— Supplied data —
——————
PR #9769, opened 2022-03-16
[Core] Made Condition::GetIntegrationMethod const

EduardGomezEscandell:
This PR changes the function signature from
```c++
virtual IntegrationMethod Condition::GetIntegrationMethod();
```
to
```c++
virtual IntegrationMethod Condition::GetIntegrationMethod() const;
```
**Deprecation warning**
This breaks the API so a deprecation warning has been added for some time (See https://github.com/KratosMultiphysics/Kratos/pull/9789).

@KratosMultiphysics/all :
- This PR will be merged on April 19th, 2022.
- Applications in the CI run have been adapted.
- Any other applications and forks will break.

**🆕 Changelog**
- Makes GetIntegrationMethod method of Condition const
- Changed overrides to const

**How to fix my condition?**
If this change breaks any of your `Condition`s, simply add the const in your `GetIntegrationMethod` declaration in the `.h` header file:
```diff
- IntegrationMethod GetIntegrationMethod() override
+ IntegrationMethod GetIntegrationMethod() const override
```
You will also need to modify the method definition in the `cpp` source file if it is separate from the declaration:
```diff
- IntegrationMethod YourCondition::GetIntegrationMethod() {
+ IntegrationMethod YourCondition::GetIntegrationMethod() const {
```

PR #9852, opened 2022-04-21
Fix Delaunay Meshing Application

miguelmaso:
**📝 Description**
related to #9769 

**🆕 Changelog**
- missing const


AFranci (approved):
thanks @miguelmaso

EduardGomezEscandell (approved):
The change looks good to me, but the whole method looks over-complicated.

This would do:
```C++
CompositeCondition::IntegrationMethod CompositeCondition::GetIntegrationMethod() const
{
  if(NumberOfChildren() != 0) {
    return mChildConditions[0].GetIntegrationMethod();
  }
  return Condition::GetIntegrationMethod();
}
```

PR #9855, opened 2022-04-21
[CoSim] update CoSimIO to 4.1

philbucher:
Now the codes can also run in admin mode


pooyan-dadvand (approved):
Thanks @philbucher! It worked for us!

pooyan-dadvand:
@roigcarlo Is it possible to have a new patch release of Kratos with a cherry pick of the commit in this branch?

It would simplify my work a lot!

roigcarlo:
Yep. Actually its easier if we just make a 9.1.3 with all the changes (and faster) but if you need something excluded I can merge just this.

PR #9856, opened 2022-04-22
[TopOpt] Adding material interpolation schemes SIMP, modified SIMP and RAMP

e-dub:
**📝 Description**
This pull request adds options to choose the material interpolation methods for topology optimization.   The methods available are now
- solid isotropic material with penalization (SIMP) [1]
- modified SIMP, e.g. [2]
- rational approximation of material properties (RAMP) [3]

[1] Bendsøe, M.P. Optimal shape design as a material distribution problem. Structural Optimization 1, 193–202 (1989). https://doi.org/10.1007/BF01650949
[2] Sigmund, O. Morphology-based black and white filters for topology optimization. Struct Multidisc Optim 33, 401–424 (2007). https://doi.org/10.1007/s00158-006-0087-x
[3] Stolpe, M., Svanberg, K. An alternative interpolation scheme for minimum compliance topology optimization. Struct Multidisc Optim 22, 116–124 (2001). https://doi.org/10.1007/s001580100129

**🆕 Changelog**
- material interpolation method as topology optimization option
- Modified SIMP was only method, now an option
- Added SIMP
- Added RAMP
- Reformatting of output logging printed
- Quick fix of OC (by PH)
- Added test for RAMP
- Updated tests to work again.


applications/TopologyOptimizationApplication/custom_elements/small_displacement_simp_element.cpp
```diff
@@ -127,14 +127,40 @@ void SmallDisplacementSIMPElement::Calculate(const Variable<double> &rVariable,
...
     KRATOS_TRY
 
+
+    // Get values
+    const double E_min     = this->GetProperties()[YOUNGS_MODULUS_MIN];
+    const double E_initial = this->GetProperties()[YOUNGS_MODULUS_0];
+    const double E_current = this->GetValue(YOUNG_MODULUS);
+    const double penalty   = this->GetValue(PENAL);
+    const double x_phys    = this->GetValue(X_PHYS);
+    const std::string mat_interp = this->GetValue(MAT_INTERP);
```
PhiHo-eng: We should try to make the MAT_INTERP a Property of the mdel, so that it does not have to be saved in every element. Like we did with YOUNGS_MODULUS_0 and YOUNGS_MODULUS_MIN, as this values do not change over the optimization and also the MAT_INTERP does not change when I am not mistaken?

applications/TopologyOptimizationApplication/custom_elements/small_displacement_simp_element.cpp
```diff
@@ -127,14 +127,40 @@ void SmallDisplacementSIMPElement::Calculate(const Variable<double> &rVariable,
...
+    {
+        interp_sens += penalty * (E_initial - E_min) * pow(x_phys, penalty - 1);
+    }
+    else if (mat_interp == "ramp")
+    {
+        interp_sens += (E_initial - E_min)*(penalty+1) / pow(1-penalty*(x_phys-1), 2);
+    }
+    else
+    {
+        // not defined...through error
```
PhiHo-eng: Maybe add: "Does not name a type of the element interpolation"

applications/TopologyOptimizationApplication/custom_elements/small_displacement_simp_element.cpp
e-dub: Agreed, but both of the example you named are currently set via Python (e.g. run_TopOpt.py) and not with the values in the JSON file.

This opens up the larger discussion to the setting up of topology optimization problems:

Should the following be in topology_optimizer_factory.py?
```
model_part.GetProperties()[1].SetValue(km.YOUNG_MODULUS, 1)
model_part.GetProperties()[1].SetValue(km.POISSON_RATIO, 0.3)
model_part.GetProperties()[1].SetValue(km.DENSITY, 1)
model_part.GetProperties()[1].SetValue(kto.YOUNGS_MODULUS_MIN, 1e-09)
model_part.GetProperties()[1].SetValue(kto.YOUNGS_MODULUS_0, 1)
cons_law = ksm.LinearElastic3DLaw()
model_part.GetProperties()[1].SetValue(km.CONSTITUTIVE_LAW, cons_law)
```

Also, penalty is currently saved in every element. Should this also be saved to the part?

PhiHo-eng: Yes you are right. They should only be defined in the .JSON file, but that caused some problems, and therefore we decided to keep it like this for the moment. The values are set in the StructuralMaterials.json too.

PhiHo-eng: Yes we talked about moving penalty to the StructuralMaterials.json, but we decided to not do that as penalty is no property of the model and this would confuse the user. 
I think you are right! We should move the defintion of the Properties in the factory. And there too we could set penalty and  MAT_INTERP as a property of the model!

PhiHo-eng (dismissed):

applications/TopologyOptimizationApplication/custom_elements/small_displacement_simp_element.cpp
e-dub: At this point, I will leave the MAT_INTERP in the element (along with PENAL).  We need to redesign a bit here in the future.

PhiHo-eng (dismissed):

PhiHo-eng (approved):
——————
Filter the entries and copy each line with "philbucher".

— Solution for this exercise —
philbucher:
Thanks @philbucher! It worked for us!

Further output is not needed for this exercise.